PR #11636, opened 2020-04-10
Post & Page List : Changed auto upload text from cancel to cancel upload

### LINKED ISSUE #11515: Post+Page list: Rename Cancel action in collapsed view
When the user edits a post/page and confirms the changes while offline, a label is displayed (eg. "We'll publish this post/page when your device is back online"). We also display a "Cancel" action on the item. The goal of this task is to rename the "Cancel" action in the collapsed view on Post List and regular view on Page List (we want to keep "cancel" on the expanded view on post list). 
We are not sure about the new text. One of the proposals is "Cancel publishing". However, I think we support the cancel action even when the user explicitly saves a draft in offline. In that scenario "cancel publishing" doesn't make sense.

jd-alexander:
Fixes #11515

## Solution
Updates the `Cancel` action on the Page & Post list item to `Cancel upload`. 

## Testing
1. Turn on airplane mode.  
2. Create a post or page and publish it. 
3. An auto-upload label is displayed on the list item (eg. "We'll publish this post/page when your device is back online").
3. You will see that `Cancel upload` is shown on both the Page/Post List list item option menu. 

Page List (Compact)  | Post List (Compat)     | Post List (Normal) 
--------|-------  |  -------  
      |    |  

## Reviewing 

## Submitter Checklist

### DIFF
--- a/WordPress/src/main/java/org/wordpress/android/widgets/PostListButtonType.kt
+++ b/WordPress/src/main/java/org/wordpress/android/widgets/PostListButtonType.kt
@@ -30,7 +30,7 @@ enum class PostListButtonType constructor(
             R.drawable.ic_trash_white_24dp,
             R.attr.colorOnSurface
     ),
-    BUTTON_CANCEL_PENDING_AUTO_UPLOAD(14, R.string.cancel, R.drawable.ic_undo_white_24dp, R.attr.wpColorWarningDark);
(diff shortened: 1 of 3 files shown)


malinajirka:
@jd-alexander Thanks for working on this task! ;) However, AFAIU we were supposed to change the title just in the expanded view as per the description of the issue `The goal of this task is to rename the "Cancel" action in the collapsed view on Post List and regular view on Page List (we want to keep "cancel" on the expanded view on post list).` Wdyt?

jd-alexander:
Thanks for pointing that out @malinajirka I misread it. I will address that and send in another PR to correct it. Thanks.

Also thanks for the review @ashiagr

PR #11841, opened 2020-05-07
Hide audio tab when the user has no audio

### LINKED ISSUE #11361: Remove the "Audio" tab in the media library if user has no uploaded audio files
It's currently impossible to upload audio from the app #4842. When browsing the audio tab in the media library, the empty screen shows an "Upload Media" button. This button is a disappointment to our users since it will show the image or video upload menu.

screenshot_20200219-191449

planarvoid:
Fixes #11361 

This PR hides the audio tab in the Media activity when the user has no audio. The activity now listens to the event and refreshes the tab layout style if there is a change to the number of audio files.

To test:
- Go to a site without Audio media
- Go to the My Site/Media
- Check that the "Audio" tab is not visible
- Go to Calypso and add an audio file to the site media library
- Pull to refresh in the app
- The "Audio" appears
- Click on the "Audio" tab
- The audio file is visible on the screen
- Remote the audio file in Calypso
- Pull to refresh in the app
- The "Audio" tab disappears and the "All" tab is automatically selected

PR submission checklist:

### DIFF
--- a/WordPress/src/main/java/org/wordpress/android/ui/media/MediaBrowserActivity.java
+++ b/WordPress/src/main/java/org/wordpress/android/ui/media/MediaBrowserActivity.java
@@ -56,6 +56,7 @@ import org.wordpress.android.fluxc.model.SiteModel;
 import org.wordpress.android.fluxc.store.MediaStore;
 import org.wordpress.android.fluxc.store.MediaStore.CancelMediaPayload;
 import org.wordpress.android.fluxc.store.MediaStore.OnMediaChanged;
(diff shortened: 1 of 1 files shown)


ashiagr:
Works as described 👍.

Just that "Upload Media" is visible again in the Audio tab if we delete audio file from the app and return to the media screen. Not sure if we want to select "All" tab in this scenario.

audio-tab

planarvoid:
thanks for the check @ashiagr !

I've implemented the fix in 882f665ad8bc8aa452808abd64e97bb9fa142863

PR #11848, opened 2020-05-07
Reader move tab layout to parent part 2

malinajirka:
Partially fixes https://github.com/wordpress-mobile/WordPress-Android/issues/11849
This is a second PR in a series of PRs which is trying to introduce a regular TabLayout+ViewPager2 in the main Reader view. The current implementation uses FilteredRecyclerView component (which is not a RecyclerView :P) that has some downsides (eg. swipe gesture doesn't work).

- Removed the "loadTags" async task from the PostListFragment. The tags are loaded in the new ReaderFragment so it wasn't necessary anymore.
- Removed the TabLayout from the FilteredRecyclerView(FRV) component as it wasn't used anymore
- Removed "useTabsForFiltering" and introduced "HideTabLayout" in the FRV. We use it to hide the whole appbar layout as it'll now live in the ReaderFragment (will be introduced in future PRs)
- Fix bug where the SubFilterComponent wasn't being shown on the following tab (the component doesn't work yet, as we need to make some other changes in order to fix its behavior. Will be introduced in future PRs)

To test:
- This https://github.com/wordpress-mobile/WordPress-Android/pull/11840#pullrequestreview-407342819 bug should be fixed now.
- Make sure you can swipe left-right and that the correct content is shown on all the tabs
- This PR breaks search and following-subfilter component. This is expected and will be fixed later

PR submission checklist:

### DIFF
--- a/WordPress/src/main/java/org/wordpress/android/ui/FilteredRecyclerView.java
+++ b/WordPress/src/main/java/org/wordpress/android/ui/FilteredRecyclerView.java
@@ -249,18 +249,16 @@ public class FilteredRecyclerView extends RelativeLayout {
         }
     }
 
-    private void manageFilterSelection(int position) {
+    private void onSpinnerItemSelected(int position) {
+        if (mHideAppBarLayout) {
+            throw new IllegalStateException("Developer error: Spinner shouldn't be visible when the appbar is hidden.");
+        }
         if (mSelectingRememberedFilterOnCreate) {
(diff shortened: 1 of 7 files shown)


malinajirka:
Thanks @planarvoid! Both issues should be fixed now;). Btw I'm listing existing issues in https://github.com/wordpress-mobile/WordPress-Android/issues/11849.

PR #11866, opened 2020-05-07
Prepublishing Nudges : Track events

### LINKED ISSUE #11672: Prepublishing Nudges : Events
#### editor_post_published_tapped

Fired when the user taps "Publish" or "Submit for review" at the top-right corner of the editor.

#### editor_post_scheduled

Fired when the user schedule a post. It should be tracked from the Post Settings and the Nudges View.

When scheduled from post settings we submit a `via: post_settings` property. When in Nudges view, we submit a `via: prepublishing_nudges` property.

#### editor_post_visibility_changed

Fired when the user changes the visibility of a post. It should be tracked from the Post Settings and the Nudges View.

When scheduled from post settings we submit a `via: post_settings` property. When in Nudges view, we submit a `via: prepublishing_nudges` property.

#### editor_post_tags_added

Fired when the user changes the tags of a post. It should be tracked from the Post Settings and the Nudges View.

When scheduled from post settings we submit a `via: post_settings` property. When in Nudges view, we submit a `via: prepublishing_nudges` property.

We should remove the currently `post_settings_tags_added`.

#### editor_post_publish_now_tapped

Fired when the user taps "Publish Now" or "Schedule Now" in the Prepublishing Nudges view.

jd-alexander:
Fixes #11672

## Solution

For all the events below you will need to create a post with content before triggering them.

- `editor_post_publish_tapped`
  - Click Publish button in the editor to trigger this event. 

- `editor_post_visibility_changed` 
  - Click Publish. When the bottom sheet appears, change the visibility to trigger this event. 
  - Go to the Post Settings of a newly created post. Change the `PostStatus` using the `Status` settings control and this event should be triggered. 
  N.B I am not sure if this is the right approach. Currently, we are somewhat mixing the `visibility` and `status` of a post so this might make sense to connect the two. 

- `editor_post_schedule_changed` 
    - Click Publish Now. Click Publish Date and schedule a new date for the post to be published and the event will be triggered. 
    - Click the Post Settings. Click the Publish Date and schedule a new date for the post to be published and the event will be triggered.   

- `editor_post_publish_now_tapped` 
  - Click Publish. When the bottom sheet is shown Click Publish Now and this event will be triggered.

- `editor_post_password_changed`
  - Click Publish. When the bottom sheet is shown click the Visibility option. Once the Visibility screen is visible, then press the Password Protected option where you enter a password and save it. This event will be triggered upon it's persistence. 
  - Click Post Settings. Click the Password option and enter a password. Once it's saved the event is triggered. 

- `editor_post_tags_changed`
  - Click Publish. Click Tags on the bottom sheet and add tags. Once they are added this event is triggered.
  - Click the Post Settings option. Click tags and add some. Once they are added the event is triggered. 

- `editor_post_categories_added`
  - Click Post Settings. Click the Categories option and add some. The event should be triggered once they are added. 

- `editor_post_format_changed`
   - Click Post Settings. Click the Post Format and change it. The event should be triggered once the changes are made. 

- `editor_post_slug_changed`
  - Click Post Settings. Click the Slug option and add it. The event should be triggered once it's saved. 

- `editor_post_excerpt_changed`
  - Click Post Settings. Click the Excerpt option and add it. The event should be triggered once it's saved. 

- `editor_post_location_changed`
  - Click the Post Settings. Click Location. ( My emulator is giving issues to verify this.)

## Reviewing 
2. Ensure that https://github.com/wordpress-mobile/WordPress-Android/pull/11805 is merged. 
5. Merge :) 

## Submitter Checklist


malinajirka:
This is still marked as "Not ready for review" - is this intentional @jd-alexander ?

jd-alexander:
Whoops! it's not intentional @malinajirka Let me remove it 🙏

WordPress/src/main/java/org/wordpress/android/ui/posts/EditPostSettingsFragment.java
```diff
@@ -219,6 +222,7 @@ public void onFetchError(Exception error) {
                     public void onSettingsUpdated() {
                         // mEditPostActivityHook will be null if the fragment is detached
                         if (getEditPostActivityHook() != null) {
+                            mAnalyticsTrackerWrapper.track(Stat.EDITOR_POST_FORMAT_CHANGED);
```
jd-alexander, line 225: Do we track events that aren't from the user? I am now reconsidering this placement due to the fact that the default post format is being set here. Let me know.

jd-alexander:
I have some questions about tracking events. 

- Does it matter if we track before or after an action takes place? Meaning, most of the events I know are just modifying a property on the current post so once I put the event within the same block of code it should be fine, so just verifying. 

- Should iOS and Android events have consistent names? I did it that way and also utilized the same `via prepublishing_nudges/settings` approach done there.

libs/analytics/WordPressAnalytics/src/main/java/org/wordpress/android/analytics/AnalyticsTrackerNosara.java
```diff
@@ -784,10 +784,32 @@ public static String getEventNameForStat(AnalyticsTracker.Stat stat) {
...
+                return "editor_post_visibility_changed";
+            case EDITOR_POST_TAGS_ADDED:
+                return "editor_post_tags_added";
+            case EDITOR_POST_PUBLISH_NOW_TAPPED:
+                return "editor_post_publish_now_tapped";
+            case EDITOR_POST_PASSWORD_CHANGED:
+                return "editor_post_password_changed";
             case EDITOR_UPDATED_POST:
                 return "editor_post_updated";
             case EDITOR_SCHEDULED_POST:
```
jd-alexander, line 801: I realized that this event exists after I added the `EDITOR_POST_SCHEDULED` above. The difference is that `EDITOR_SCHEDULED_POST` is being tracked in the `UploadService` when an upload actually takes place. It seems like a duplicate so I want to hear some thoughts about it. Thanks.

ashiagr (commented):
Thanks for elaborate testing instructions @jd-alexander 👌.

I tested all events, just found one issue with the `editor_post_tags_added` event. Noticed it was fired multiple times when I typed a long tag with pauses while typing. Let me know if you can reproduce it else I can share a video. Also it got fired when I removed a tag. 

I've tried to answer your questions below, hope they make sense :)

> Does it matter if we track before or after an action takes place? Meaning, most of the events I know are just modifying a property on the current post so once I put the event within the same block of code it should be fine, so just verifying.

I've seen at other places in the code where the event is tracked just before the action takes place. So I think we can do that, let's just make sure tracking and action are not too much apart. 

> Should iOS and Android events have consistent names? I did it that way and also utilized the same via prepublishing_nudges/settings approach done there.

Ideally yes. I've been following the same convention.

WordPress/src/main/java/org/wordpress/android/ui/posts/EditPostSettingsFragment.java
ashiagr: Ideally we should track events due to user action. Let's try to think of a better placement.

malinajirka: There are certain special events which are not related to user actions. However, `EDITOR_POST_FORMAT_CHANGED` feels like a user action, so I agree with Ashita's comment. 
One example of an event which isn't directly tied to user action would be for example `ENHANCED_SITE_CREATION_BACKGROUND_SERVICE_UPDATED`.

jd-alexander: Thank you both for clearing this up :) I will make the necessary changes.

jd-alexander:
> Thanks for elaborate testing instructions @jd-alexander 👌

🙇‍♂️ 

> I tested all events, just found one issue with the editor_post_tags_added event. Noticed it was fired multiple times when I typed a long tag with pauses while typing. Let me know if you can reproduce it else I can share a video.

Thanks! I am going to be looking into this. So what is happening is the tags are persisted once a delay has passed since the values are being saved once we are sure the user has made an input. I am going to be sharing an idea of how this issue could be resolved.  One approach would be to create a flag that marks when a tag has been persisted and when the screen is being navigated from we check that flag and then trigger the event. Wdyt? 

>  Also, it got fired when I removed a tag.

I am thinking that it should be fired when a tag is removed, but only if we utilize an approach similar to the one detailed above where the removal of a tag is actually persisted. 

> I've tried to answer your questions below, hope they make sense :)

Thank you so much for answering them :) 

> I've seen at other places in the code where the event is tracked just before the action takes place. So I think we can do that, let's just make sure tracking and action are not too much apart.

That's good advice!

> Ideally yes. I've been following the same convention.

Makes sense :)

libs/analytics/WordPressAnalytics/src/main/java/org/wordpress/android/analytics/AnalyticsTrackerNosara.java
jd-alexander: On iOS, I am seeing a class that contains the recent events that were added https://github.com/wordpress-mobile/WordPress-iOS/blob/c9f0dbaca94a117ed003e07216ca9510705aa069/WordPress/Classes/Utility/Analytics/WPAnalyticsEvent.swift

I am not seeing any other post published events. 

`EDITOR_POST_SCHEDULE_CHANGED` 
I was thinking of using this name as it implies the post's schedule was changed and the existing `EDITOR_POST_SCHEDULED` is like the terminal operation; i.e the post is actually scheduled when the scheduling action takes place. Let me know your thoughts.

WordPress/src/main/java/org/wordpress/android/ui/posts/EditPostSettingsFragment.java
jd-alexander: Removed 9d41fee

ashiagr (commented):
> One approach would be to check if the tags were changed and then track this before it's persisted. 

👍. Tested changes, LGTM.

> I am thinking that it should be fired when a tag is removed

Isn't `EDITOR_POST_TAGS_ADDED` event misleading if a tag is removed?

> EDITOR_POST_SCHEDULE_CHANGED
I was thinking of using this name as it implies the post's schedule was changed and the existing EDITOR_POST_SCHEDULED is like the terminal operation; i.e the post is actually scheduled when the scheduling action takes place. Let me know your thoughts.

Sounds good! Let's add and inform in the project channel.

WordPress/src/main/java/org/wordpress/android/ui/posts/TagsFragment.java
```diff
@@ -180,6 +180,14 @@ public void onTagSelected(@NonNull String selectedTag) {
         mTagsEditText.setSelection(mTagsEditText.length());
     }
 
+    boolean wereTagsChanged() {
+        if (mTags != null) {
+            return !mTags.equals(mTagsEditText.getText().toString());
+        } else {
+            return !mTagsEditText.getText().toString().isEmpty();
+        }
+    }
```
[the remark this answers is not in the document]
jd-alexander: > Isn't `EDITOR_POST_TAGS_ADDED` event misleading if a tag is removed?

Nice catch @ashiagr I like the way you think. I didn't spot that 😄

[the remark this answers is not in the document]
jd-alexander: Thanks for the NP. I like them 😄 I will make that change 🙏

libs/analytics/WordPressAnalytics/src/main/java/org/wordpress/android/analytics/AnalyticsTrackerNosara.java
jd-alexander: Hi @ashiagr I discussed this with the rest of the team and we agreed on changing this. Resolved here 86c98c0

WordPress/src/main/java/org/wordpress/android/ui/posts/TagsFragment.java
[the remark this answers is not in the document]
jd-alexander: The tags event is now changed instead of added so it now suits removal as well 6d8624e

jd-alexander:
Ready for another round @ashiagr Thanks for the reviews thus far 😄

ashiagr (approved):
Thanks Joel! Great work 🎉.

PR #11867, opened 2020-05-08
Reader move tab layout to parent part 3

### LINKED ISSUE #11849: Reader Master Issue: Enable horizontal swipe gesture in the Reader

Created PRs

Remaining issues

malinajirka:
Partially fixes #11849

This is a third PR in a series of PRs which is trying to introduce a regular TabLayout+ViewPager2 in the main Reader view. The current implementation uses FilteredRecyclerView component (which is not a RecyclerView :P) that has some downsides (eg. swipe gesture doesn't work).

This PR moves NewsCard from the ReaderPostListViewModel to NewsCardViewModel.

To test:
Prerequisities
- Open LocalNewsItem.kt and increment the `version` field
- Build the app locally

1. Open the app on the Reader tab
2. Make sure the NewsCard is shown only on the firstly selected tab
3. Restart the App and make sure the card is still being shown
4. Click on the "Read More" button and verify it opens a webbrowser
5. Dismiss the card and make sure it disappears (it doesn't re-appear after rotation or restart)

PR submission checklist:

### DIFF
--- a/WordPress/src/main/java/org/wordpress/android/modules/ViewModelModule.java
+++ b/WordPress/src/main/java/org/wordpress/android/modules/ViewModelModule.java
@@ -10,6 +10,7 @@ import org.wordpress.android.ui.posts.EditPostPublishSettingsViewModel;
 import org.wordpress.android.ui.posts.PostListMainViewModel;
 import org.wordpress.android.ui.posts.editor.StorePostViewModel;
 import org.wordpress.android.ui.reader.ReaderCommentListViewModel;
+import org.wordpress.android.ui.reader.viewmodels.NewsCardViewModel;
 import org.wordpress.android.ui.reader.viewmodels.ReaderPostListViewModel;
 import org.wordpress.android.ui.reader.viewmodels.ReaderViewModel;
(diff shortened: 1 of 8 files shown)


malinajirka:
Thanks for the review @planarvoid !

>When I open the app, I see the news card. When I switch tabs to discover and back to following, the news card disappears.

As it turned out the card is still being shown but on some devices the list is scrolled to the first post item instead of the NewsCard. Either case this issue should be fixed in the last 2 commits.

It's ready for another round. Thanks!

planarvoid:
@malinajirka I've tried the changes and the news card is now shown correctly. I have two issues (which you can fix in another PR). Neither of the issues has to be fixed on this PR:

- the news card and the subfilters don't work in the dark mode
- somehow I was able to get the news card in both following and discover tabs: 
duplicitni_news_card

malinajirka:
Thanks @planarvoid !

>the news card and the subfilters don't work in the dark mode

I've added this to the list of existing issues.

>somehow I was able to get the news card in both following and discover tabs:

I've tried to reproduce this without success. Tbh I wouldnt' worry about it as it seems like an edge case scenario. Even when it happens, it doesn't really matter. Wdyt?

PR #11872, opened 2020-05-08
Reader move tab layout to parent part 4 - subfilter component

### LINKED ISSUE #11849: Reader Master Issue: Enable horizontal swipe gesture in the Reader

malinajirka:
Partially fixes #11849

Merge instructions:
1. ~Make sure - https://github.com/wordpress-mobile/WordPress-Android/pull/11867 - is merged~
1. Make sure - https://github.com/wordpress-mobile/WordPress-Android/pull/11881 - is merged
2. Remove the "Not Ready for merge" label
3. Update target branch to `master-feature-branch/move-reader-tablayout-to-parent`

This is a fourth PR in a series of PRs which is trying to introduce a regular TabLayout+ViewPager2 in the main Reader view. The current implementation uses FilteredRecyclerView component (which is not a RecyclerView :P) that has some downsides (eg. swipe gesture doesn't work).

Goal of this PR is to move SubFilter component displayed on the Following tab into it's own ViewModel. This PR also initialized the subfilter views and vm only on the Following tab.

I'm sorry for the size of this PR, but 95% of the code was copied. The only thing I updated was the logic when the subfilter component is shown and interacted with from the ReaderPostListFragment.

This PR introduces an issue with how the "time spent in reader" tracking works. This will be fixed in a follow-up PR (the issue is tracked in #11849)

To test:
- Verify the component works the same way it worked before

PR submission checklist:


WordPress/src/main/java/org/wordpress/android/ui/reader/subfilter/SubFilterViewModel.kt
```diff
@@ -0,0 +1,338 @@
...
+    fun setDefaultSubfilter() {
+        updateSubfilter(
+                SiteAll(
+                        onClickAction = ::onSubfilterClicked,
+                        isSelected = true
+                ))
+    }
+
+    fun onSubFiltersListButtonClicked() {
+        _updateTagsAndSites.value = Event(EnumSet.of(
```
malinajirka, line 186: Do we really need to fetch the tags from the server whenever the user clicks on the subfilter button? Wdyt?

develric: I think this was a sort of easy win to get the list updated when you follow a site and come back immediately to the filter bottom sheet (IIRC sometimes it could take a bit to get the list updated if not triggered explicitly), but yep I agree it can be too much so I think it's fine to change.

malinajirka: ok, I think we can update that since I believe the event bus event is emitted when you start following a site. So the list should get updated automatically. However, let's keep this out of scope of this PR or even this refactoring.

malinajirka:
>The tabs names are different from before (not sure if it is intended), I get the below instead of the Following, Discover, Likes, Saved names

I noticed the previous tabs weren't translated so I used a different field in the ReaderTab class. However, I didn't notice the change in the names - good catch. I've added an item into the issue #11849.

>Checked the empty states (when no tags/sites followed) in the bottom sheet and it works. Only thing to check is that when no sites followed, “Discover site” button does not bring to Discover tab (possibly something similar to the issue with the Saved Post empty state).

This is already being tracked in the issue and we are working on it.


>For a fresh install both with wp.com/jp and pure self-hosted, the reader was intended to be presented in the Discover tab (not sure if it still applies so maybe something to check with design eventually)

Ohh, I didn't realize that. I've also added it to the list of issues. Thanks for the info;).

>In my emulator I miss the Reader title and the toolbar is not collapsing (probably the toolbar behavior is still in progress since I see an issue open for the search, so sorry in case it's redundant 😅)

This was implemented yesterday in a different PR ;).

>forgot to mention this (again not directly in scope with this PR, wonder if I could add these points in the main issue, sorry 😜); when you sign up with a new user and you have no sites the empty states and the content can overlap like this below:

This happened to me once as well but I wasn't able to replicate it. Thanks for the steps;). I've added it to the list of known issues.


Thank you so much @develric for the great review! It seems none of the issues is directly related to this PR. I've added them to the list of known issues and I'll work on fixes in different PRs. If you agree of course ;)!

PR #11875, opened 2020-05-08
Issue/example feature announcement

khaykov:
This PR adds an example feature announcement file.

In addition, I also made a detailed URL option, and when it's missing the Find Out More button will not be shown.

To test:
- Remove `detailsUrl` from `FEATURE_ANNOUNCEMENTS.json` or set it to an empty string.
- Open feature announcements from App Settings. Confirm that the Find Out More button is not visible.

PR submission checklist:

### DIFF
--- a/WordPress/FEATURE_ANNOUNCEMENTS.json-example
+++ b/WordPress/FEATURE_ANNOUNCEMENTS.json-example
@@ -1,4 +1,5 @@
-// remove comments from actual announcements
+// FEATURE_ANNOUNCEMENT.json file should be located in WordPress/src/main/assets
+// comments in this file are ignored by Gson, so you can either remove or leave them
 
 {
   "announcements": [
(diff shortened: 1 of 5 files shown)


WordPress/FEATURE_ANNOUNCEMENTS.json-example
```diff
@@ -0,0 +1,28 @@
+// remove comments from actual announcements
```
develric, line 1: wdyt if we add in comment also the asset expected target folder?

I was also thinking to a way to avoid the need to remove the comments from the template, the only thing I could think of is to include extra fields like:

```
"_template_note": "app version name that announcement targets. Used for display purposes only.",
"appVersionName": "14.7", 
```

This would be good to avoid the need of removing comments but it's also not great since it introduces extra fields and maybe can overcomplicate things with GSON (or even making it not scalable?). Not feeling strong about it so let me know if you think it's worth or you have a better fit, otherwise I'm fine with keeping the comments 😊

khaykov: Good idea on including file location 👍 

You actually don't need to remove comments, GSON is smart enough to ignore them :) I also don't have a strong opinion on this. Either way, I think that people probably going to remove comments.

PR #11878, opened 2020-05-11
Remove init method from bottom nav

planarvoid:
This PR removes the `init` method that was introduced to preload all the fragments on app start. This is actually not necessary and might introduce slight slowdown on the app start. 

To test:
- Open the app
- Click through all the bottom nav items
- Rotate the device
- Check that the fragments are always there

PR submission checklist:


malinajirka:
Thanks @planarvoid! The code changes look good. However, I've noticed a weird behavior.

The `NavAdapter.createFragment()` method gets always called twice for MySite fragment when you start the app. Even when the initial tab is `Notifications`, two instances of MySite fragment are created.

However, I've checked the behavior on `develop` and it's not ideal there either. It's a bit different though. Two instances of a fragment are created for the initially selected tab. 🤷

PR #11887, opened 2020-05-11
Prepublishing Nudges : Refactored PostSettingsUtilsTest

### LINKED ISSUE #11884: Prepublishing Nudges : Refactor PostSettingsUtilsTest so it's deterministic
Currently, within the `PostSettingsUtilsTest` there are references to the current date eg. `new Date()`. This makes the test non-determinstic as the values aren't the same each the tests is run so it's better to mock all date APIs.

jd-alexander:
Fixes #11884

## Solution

________________

# Work request:
What lines of the data include the word "better"? Copy each of them.

# Answer space:
ashiagr: Ideally we should track events due to user action. Let's try to think of a better placement.
This would be good to avoid the need of removing comments but it's also not great since it introduces extra fields and maybe can overcomplicate things with GSON (or even making it not scalable?). Not feeling strong about it so let me know if you think it's worth or you have a better fit, otherwise I'm fine with keeping the comments 😊
Currently, within the `PostSettingsUtilsTest` there are references to the current date eg. `new Date()`. This makes the test non-determinstic as the values aren't the same each the tests is run so it's better to mock all date APIs.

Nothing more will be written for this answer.